Кофейные истории (Ролдугина) - страница 193

Скандалист промолчал и лишь упрямо поджал губы. Довольно высокий и, определенно, слишком смазливый для мужчины, он выглядел типичным представителем богемы – таким, какими представляют актеров, музыкантов и художников люди, далекие от искусства. Одежда излишне смелого фасона, собранные в короткую косицу светлые волосы, томный взгляд… впрочем, последнее легко можно было приписать влиянию алкоголя. Либо Георг слишком щедро добавил ликера в кофе по рецепту «Головокружение», либо неизвестный успел помянуть Мореля вином до визита в кофейню.

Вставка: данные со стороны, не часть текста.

PR #4063, opened 2019-07-27
Issue 4014: Reduce chances of throwing Lock Failed Exception for concurrent stream creation

### LINKED ISSUE #4014: StreamManager.Create throws Locking Resource Exception
**Problem description**

_StreamManager.create_ throws an `INTERNAL: Failed locking resource` exception if called on a Stream that is currently being used.  If the stream isn't currently being used then the method behaves differently and returns silently if the stream already exists.

The problem is that there is currently no way of knowing if the stream already exists since StreamManager.listStreams also does not work.

```
2019-06-27 13:03:05,799 WARN  io.pravega.client.stream.impl.ControllerImpl                  - gRPC call for createStream with trace id -1116438983471604940 failed with server error.

io.pravega.shaded.io.grpc.StatusRuntimeException: INTERNAL: Failed locking resource flink-longevity-1/longevity-test.
        at io.pravega.shaded.io.grpc.Status.asRuntimeException(Status.java:530)
        at io.pravega.shaded.io.grpc.stub.ClientCalls$StreamObserverToCallListenerAdapter.onClose(ClientCalls.java:434)
        at io.pravega.shaded.io.grpc.PartialForwardingClientCallListener.onClose(PartialForwardingClientCallListener.java:39)
        at io.pravega.shaded.io.grpc.ForwardingClientCallListener.onClose(ForwardingClientCallListener.java:23)
        at io.pravega.shaded.io.grpc.ForwardingClientCallListener$SimpleForwardingClientCallListener.onClose(ForwardingClientCallListener.java:40)
        at io.pravega.shaded.io.grpc.PartialForwardingClientCallListener.onClose(PartialForwardingClientCallListener.java:39)
        at io.pravega.shaded.io.grpc.ForwardingClientCallListener.onClose(ForwardingClientCallListener.java:23)
        at io.pravega.shaded.io.grpc.ForwardingClientCallListener$SimpleForwardingClientCallListener.onClose(ForwardingClientCallListener.java:40)
        at io.pravega.shaded.io.grpc.internal.CensusStatsModule$StatsClientInterceptor$1$1.onClose(CensusStatsModule.java:694)
```

**Problem location**
StreamManager.Create

StreamManager.create should behave in the same manor regardless of if the stream is currently in use or not.  Really it should always return silently if the requested stream already exists.

shiveshr:

**Change log description**  
LockFailedException is thrown upon multiple concurrent calls to createStream. This is retryable and should be retried on controller rather than throwing it back to the client. 

**Purpose of the change**  
Fixes #4014 

**What the code does**  
1. ControllerService.createStream should only attempt to acquire lock and create stream if the stream is not created yet. For already created streams immediately return stream exists.
2. StreamMetadataTasks.createStream has a new wrapper method called createStreamWithRetries which retries if the exception is of type LockFailedException

**How to verify it**  
Unit test added/updated


controller/src/test/java/io/pravega/controller/server/ControllerServiceWithStreamTest.java
```diff
@@ -65,6 +65,10 @@
 import static org.junit.Assert.assertEquals;
 import static org.junit.Assert.assertFalse;
 import static org.junit.Assert.assertTrue;
+import static org.mockito.ArgumentMatchers.*;
```
shrids: Nit: we should remove * in import ref: https://github.com/pravega/pravega/blob/master/checkstyle/checkstyle.xml#L78

controller/src/main/java/io/pravega/controller/server/ControllerService.java
```diff
@@ -118,15 +120,24 @@ public ControllerService(StreamMetadataStore streamStore, StreamMetadataTasks st
...
-                                                createTimestamp)
-                  .thenApplyAsync(status -> {
-                       reportCreateStreamMetrics(scope, stream, streamConfig.getScalingPolicy().getMinNumSegments(), status,
-                                timer.getElapsed());
-                       return CreateStreamStatus.newBuilder().setStatus(status).build();
-                  }, executor);
+        return Futures.exceptionallyExpecting(streamStore.getState(scope, stream, true, null, executor), 
+            e -> Exceptions.unwrap(e) instanceof StoreException.DataNotFoundException, State.UNKNOWN) 
+        .thenCompose(state -> {
+            if (state.equals(State.UNKNOWN) || state.equals(State.CREATING)) {
```
fpj: I don't understand why we need to try to create again in the case that the stream is `State.CREATING`? Doesn't it mean that it is in the process of being created?

controller/src/main/java/io/pravega/controller/task/Stream/StreamMetadataTasks.java
```diff
@@ -143,6 +144,20 @@ public void initializeStreamWriters(final EventStreamClientFactory clientFactory
...
+     *
+     * @param scope           scope.
+     * @param stream          stream name.
+     * @param config          stream configuration.
+     * @param createTimestamp creation timestamp.
+     * @return CompletableFuture which when completed will have creation status for the stream.
+     */
+    public CompletableFuture<CreateStreamStatus.Status> createStreamWithReries(String scope, String stream, StreamConfiguration config, long createTimestamp) {
+        return RetryHelper.withRetriesAsync(() ->  createStream(scope, stream, config, createTimestamp), 
+                e -> Exceptions.unwrap(e) instanceof LockFailedException, 10, executor);
```
fpj: In the case that the number of retries exhausts, what's the error that the application will see? Is it `RetriesExhaustedException`? I'd rather have the result of the last attempt, which should be more informative.

controller/src/main/java/io/pravega/controller/server/ControllerService.java
```diff
@@ -118,15 +120,24 @@ public ControllerService(StreamMetadataStore streamStore, StreamMetadataTasks st
...
-                                                streamConfig,
-                                                createTimestamp)
-                  .thenApplyAsync(status -> {
-                       reportCreateStreamMetrics(scope, stream, streamConfig.getScalingPolicy().getMinNumSegments(), status,
-                                timer.getElapsed());
-                       return CreateStreamStatus.newBuilder().setStatus(status).build();
-                  }, executor);
+        return Futures.exceptionallyExpecting(streamStore.getState(scope, stream, true, null, executor), 
+            e -> Exceptions.unwrap(e) instanceof StoreException.DataNotFoundException, State.UNKNOWN) 
+        .thenCompose(state -> {
```
fpj: The indentation here seems wrong.

controller/src/main/java/io/pravega/controller/task/Stream/StreamMetadataTasks.java
```diff
@@ -143,6 +144,20 @@ public void initializeStreamWriters(final EventStreamClientFactory clientFactory
...
+    /**
+     * Method to create stream with retries for lock failed exception.
+     *
+     * @param scope           scope.
+     * @param stream          stream name.
+     * @param config          stream configuration.
+     * @param createTimestamp creation timestamp.
+     * @return CompletableFuture which when completed will have creation status for the stream.
+     */
+    public CompletableFuture<CreateStreamStatus.Status> createStreamWithReries(String scope, String stream, StreamConfiguration config, long createTimestamp) {
```
fpj: I don't understand why we need a new call `createStreamWithReries`. Can't we make the `createStream` call retryable directly? Why do you want to have one retryable and one non-retryable?

controller/src/test/java/io/pravega/controller/server/v1/ControllerServiceImplTest.java
```diff
@@ -303,33 +302,7 @@ public void createStreamTests() {
         status = result6.get();
         assertEquals(status.getStatus(), CreateStreamStatus.Status.SUCCESS);
     }
-
-    @Test
-    public void testCreateStreamThrowsLockFailed() {
```
fpj: If you are removing this test case, then you should consider removing all other auxiliary code that came with the test case (follow `blockCriticalSection`).

controller/src/main/java/io/pravega/controller/server/ControllerService.java
shiveshr: A previous attempt to create a stream could have failed and left the stream in CREATING state.

controller/src/main/java/io/pravega/controller/task/Stream/StreamMetadataTasks.java
shiveshr: CreateStream has annotations which is used by task framework. LockException is thrown by task framework which relies on those annotations as the method with annotations is called. So the retry block has to be on the caller of createstream method. hence the wrapper method.

controller/src/main/java/io/pravega/controller/task/Stream/StreamMetadataTasks.java
shiveshr: Currently it would be RetriesExhausted that wraps LockFailedException. 
I will unwrap it.

controller/src/test/java/io/pravega/controller/server/v1/ControllerServiceImplTest.java
shiveshr: I have removed blockCriticalSection but retained the class TaskStoreFactoryForTests as that could be useful in authoring more tests in future.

– Это Эсмонд Палмер, – шаром выкатился из толпы ведущий режиссер Королевского театра мистер Клермон, на ходу отирая лысину. – Приношу свои извинения, леди Виржиния. Я взял на себя смелость пригласить несколько актеров, близко знакомых с мистером Морелем, упокой Господи его душу… Но мистер Палмер слишком чувствителен, гм, к согревающим напиткам. Я думаю, что он не имел в виду ничего плохого.

– Я сказал именно то, что хотел! – яростно выкрикнул Палмер, подаваясь вперед. Лицо у него наливалось краской, словно в преддверии апоплексического удара. – Он жил, как трус, и умер, как трус, другой смерти и не заслуживал! – Голос Палмера постепенно набирал силу, и к концу тирады он гремел над кофейней, подобно грому небесному. – И хоронить его следует за оградой церкви не потому, что он самоубийца, а потому, что трус!

– Мистер Палмер! – Я не была актрисой, но тоже голосом своим владеть умела неплохо. – Извольте придержать ваш язвительный язык! Мы собрались здесь для того, чтобы вспомнить о том, каким прекрасным человеком, каким великим актером был Патрик Морель, а не для того, чтобы слушать грязные наветы!

– А вот и не слушайте! – Палмер подхватил еще одну чашку и – дзонг! – шваркнул ею о пол. Я зажмурилась инстинктивно и почувствовала, как мелкие осколки стучат по туфлям. – Все вы закончите так же, все! Помяните мое слово!

– Убирайтесь вон. Немедленно.

– И уйду. Тризна лжи, вот что это такое! – Палмер развернулся на каблуках, только взметнулся лиловый шарф, и, пошатываясь, пошел к дверям. Следом за ним выскользнул кто-то в костюме официанта – наверняка Лайзо Маноле.

Вот теперь он сможет расспросить Палмера без свидетелей. И делу польза, и урона для репутации моей кофейни не будет. Прекрасно.

Впрочем, гости не спешили расходиться по залу и выбрасывать из головы случившееся. Видимо, все-таки потребуется мое вмешательство. Что ж, попробую…

– Грустно видеть, как низменные страсти лишают человека разума, – негромко произнесла я, не отводя печального взгляда от уже захлопнувшейся двери, за которой скрылся Палмер. – Если к скорби примешивается яд зависти, то человек начинает отравлять злыми словами всех вокруг… и, что страшнее всего, самого себя. Я не знаю, что побудило Эсмонда Палмера устроить эту отвратительную сцену, однако надеюсь, что он совладает со своими страстями и найдет утешение… Друзья! – Я обернулась к гостям. – В этот вечер мы вспоминаем Патрика Мореля, того, чей талант сиял подобно звезде; его свет привлекал и добрые взгляды, и злые… Но давайте хотя бы сегодня постараемся стать хозяевами своим страстям. Скорбеть, но не склоняться к унынию. Восхищаться, но не опускаться до зависти. Жалеть об уходе этого прекрасного человека, но не осуждать. И да будут небеса милосердны к Патрику Морелю… и к нам всем.